Hi I'm looking for a good documentation or description of extended acls. Specifically
the following aspects-
if I deny tcp any any
then permit ip any any
what happens to udp traffic..? denied or permitted
How about if I create a new extended acl, then permit pim any any. What happens to
the other protocols like ip,tcp,igmp,... are they implicitly denied?
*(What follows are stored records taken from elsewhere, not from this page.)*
PR #129, opened 2016-01-25
Conditionally add organisation to links hash of incoming manual updates

mobaig:
When handling an incoming payload containing updates for a manual or
manual section, check if it already has an organisation specified in the
content store. If not, set the organisation to HMRC by default.

This change includes an update to the PublishingApiNotifier that allows client
code to specify whether a put_links update should take place as part of
the notify. This is useful when removing manuals/sections, a case when no links
update is required.

Trello: https://trello.com/c/6Owhx9Vn

### DIFF
--- a/app/models/links_builder.rb
+++ b/app/models/links_builder.rb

R5(config)#access-list 101 permit ?
<0-255> An IP protocol number
ahp Authentication Header Protocol
eigrp Cisco's EIGRP routing protocol
esp Encapsulation Security Payload
gre Cisco's GRE tunneling
icmp Internet Control Message Protocol
igmp Internet Gateway Message Protocol
ip Any Internet Protocol
ipinip IP in IP tunneling
nos KA9Q NOS compatible IP over IP tunneling
ospf OSPF routing protocol
pcp Payload Compression Protocol
pim Protocol Independent Multicast
tcp Transmission Control Protocol
udp User Datagram Protocol
If you only permit PIM, then only PIM will be permitted. If you permit IP, then all IP would be permitted. As you said, IP is a parent protocol of any other payload protocol (0-255). It just happens that we call some of these protocol numbers by name like ahp, icmp, eigrp, tcp and so on.